Lebanon seeks buffer for vacuum
Beirut
Lebanon has asked four Western countries to send a buffer force to the mountains near Beirut to check any Syrian advance into positions abandoned by Israel on Sunday, a source at the presidential palace said Wednesday. The source said the request was put to the United States, France, Italy, and Britain, which are providing 5,400 troops for a Beirut peace force. In Syria, President Hafez Assad met US envoy Robert McFarlane to discuss a cease-fire between warring factions in Lebanon. No details of the talks were released.

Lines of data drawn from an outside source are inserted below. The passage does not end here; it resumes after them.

PR #1018, opened 2023-02-27
Adds pagination, sorting, and download links to the file list for curated works

### LINKED ISSUE #988: Add pagination for post-curated files in Work Show page
We already implemented pagination for pre-curated files (see https://github.com/pulibrary/pdc_describe/issues/931), but we should also do it for post-curated files. 

Post-curated files only live in S3 (and never in ActiveStorage) so speed might not be as big of a problem when the number of files is large as it was for pre-curated files, but the display still looks awful when we dump 2000+ files on the page without pagination.

hectorcorrea:
Updated to render post-curation files via DataTables and AJAX. Merged the two partials for file rendering into one now that files always live in S3 and the only difference is the bucket that they come from.

Screenshot 2023-02-27 at 6 09 19 PM

Closes #988


app/views/works/show.html.erb
```diff
@@ -248,21 +248,11 @@
...
-          <h2 class="h2"><%= t('works.uploads.pre_curation.heading') %></h2>
-          <%= render(partial: 'works/uploads/pre_curation_s3_resources') %>
-        </section>
-      <% end %>
-    <% end %>
+    <section class="uploads">
+      <h2 class="h2"><%= @work.approved? ? "Curated Files" : "Uncurated Files" %></h2>
+      <%= render(partial: 'works/s3_resources') %>
+    </section>
+
```
hectorcorrea, line 255: `works/s3_resources` partial is the merged version of `_post_curation_s3_resources` and `_pre_curation_s3_resources`

app/services/s3_query_service.rb
```diff
@@ -119,9 +119,6 @@ def find_s3_file(filename:)
   # Retrieve the S3 resources uploaded to the S3 Bucket
   # @return [Array<S3File>]
   def client_s3_files(reload: false, bucket_name: self.bucket_name)
-    # Allow migration objects to load locally with an AWS key
-    return [] if Rails.env.development?
-
```
hectorcorrea, line 124: We probably missed this during the refactoring...but that throw me off for a while! 😱

app/controllers/works_controller.rb
```diff
@@ -82,7 +82,7 @@ def show
 
   def file_list
     @work = Work.find(params[:id])
-    render json: @work.pre_curation_uploads_fast
+    render json: @work.uploads
```
hectorcorrea, line 85: `work.uploads()` in the model handles the logic of returning pre/post curated files.

mccalluc (commented):
One missing change:
```
--- a/app/views/works/_form.html.erb
+++ b/app/views/works/_form.html.erb
@@ -43,7 +43,7 @@
           <% if @work.approved? %>
             <section class="uploads">
               <h2 class="h2"><%= t('works.uploads.post_curation.heading') %></h2>
-              <%= render(partial: 'works/uploads/post_curation_s3_resources') %>
+              <%= render(partial: 'works/s3_resources') %>
             </section>
           <% else %>
```

hectorcorrea:
@mccalluc good catch!

app/views/works/_s3_resources.html.erb
```diff
@@ -14,29 +16,32 @@
...
       </div>
     </div>
   </div>
 </section>
 
 <script type="text/javascript">
   $(function() {
+    // This is needed so that we can swap the URL during testing
+    // (for more info see external_identifier_specs.rb)
+    var fileListUrl = '<%= Rails.env.test? ? WORKS_FILE_LIST_URL.gsub(/place-holder/, @work.id.to_s) : work_file_list_path(@work) %>';
```
carolyncole, line 36: For the other URLS, we set it in both cases (test or not).  Then there is no need for the logic here...  See the ORCID for and [example](https://github.com/pulibrary/pdc_describe/search?q=ORCID_URL)

app/views/works/_s3_resources.html.erb
```diff
@@ -14,29 +16,32 @@
           <tbody>
             <% if @work.uploads.empty? %>
               <tr class="files">
-                <td><span><%= t('works.form.curation_uploads.empty') %></span></td>
+                <td><span>No files in S3</span></td>
```
carolyncole, line 19: Curious why you remove the translation here?  Not a blocker at all...

carolyncole (changes requested):
@hectorcorrea One question on the use of the external_identifier_specs server and another curiosity from me...

I'd like to keep our usage consistent...

app/views/works/_s3_resources.html.erb
hectorcorrea: Good catch. Restored.

app/views/works/_s3_resources.html.erb
hectorcorrea: Adding a reference to `work_file_list_path(id: "place-holder")` in `./config/environments/development.rb`  results in error "undefined method `work_file_list_path' for main:Object (NoMethodError)" -- I don't think all the Rails configuration is available at that stage.

carolyncole (approved):
Great to have data tables everywhere.

hectorcorrea:
Hats off to @carolyncole for figuring it out a much simpler testing approach!

PR #1029, opened 2023-03-08
Export PPPL data for demo purposes

bess:


app/services/s3_query_service.rb
```diff
@@ -119,6 +119,7 @@ def find_s3_file(filename:)
   # Retrieve the S3 resources uploaded to the S3 Bucket
   # @return [Array<S3File>]
   def client_s3_files(reload: false, bucket_name: self.bucket_name)
+    return [] if Rails.env.development?
```
jrgriffiniii, line 122: 👍

spec/system/data_migration/dynamic_tension_form_submission_spec.rb
```diff
@@ -0,0 +1,89 @@
...
+
+      # Check that RORs were persisted as funder names
+      funders = dynamic_tension_work.resource.funders.map(&:funder_name).uniq
+      expect(funders).to contain_exactly("United States Department of Energy")
+
+      # # Ensure the datacite record produced validates against our local copy of the datacite schema.
+      # # This will allow us to evolve our local datacite standards and test our records against them.
+      datacite = PDCSerialization::Datacite.new_from_work(dynamic_tension_work)
+      expect(datacite.valid?).to eq true
+      expect(datacite.to_xml).to be_equivalent_to(File.read("spec/system/data_migration/dynamic_tension.xml"))
```
jrgriffiniii, line 85: 👍

hectorcorrea (changes requested):
See note regarding `return [] if Rails.env.development?`

app/services/s3_query_service.rb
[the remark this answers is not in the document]
bess: @hectorcorrea and I came up with a better solution, which is now documented in the README file.

hectorcorrea (approved):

Meanwhile, French Super Etendard warplanes attacked Druze Muslim positions in the mountains east of Beirut in retaliation for an artillery assault on the French Embassy compound that killed a French officer and his driver and wounded seven others, a Lebanese Army spokesman said. The French Embassy, however, said unarmed French reconnaissance planes only surveyed the area and did not attack.

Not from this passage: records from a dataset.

Issue #1041, opened 2023-03-31
Adding files view Create Dataset does not save initial files


hectorcorrea:
When creating a work via the "Create Dataset" option that bypasses the wizard we allow the user to add fields directly on the form, but these files are NOT saved!

(Files can be added after the fact and they are saved, the issue is when adding them right on the first page after hitting "Create Dataset")

![create_work_0](https://user-images.githubusercontent.com/568286/229217471-765e2990-7d60-4c3f-8aed-84162ed9357c.png)

![create_work_1](https://user-images.githubusercontent.com/568286/229217499-731b5204-308d-416d-b9db-c8c5b2882ac6.png)

![create_work_2](https://user-images.githubusercontent.com/568286/229217525-02c93cd9-68d2-4076-be9f-338b6768427a.png)

PR #1042, opened 2023-03-31
Updated interface in Work Edit page to allow users to add and delete files

### LINKED ISSUE #1010: Describe Form: File upload after work is submitted is deleting previous files
## Description

Users do not currently have a way to upload additional files without deleting what they have already uploaded in the process. The user experience of uploading or deleting files should feel more intuitive and reflect what users have likely encountered for other software applications. 

After discussing our options with RDSS, the "replace all uploads" feature should instead allow users to add new files. The "replace upload" for individual files feature will allow deletion of the file. However, we had discussed implementing a fail-safe for file deletions, so this will be written to a separate ticket. 

#### Image shows upload feature as it is currently
Screen Shot 2023-02-24 at 9 46 44 AM

## Acceptance Criteria
- [ ]  The "replace all uploads" feature will instead allow users to add new files.
- [ ] Another ticket will be written for file deletion, because that will include a fail-safe feature. However, note that the "replace upload" for individual files feature will allow deletion of the file.

### LINKED ISSUE #1021: Describe Form: Delete files + Failsafe and new Upload
## Description

The user experience of uploading or deleting files should feel more intuitive and reflect what users have likely encountered for other software applications. In ticket #1010, we explained that we want both file addition and file deletion, and described where these features should be located on the files feature. This ticket covers the details for how we expect the delete feature should work. Please see the images below.

## Image shows files that were uploaded to a submission
Screen Shot 2023-03-01 at 2 00 57 PM

#### A thick black "X" appears to show which files have been selected for deletion. These files will not delete until "save work" has been selected. This provides a fail-safe against accidental deletion. We use a thick black "X"  because it will be inclusive of visual differences, but still very noticeable. 

Note: We may need additional help text to explain that save work is selected to confirm deletion.
Screen Shot 2023-03-01 at 2 01 09 PM

#### The submitter makes a correction by unchecking the README file they do not want to delete
Screen Shot 2023-03-01 at 2 01 23 PM

## Image shows the Paints.xls file was deleted

Screen Shot 2023-03-01 at 2 01 36 PM

#### Please assume the submitter had used the "add new files" button to add this file. This button will work in the same way as uploading files during the submission process.

Screen Shot 2023-03-01 at 2 01 50 PM

## Acceptance Criteria
- [ ] Ticket #1010 is completed
- [ ] The "replace upload" feature is removed from the file listing
- [ ] A fail-safe is added for files that are selected for deletion
- [ ] The fail-safe appears as a visible thick, black "X" (or contact Hannah if you have another idea)
- [ ] A selected file may be de-selected
- [ ] Selected files will delete after selecting "save work"
- [ ] **Suggested:** We add help text to say that "Selected files will be deleted after saving work." (or a similar statement)
- [ ] New files may be added using the "add new files" button, which was changed in ticket #1010 
- [ ] Adding new files will occur in the same way as adding them during the submission process.

hectorcorrea:
There are three major changes on this PR:
* Updated the work edit page to use DataTables so that files are paginated
* Updated the UX to allow the user to *add* files to an existing work
* Added the ability to *delete* an existing file from a work

Closes #1021
Closes #1010 

Notice that I left a few TODOs in the code that point to an (existing) issue that needs to be addressed separately (https://github.com/pulibrary/pdc_describe/issues/1041)

work-edit


spec/system/work_spec.rb
```diff
@@ -286,27 +286,5 @@ def value_for(label)
...
-      # This is necessary to interact with the rendered JavaScript <table> rows
-      page.scroll_to(target)
-      sleep 1
-
-      source.drag_to(target)
-      sleep 1
-
-      dragged = page.find('.uploads-row[data-upload-key="0"]')
-      expect(dragged[:id]).to eq(source[:id])
-    end
```
hectorcorrea, line 310: I have no idea what this test was attempting to test...but we do not allow the user to re-order the display of files so I removed it.

carolyncole (changes requested):
@hectorcorrea I deployed this to staging and got errors when trying to delete files.
Screenshot 2023-04-03 at 8 36 36 AM

hectorcorrea:
@carolyncole thank you so much tip, the spaces where indeed the problem. 

I've updated the code to use a safe value for the id of the HTML elements (based on the full path of the name) that prevents issue with any non-alphanumeric characters in the name.

carolyncole (approved):
@hectorcorrea now works for me.  Thanks for updating it!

Druze gunners rained shells on Beirut and Palestinian guerrillas joined the Druze militia in the mountains to the east for a major assault on the capital's southern suburbs, Lebanese officials said. Elsewhere, at least six people were killed and 27 wounded when a car bomb destroyed a west Beirut building near the headquarters of the leftist Muslim Murabitoun militia, state-run Beirut radio reported.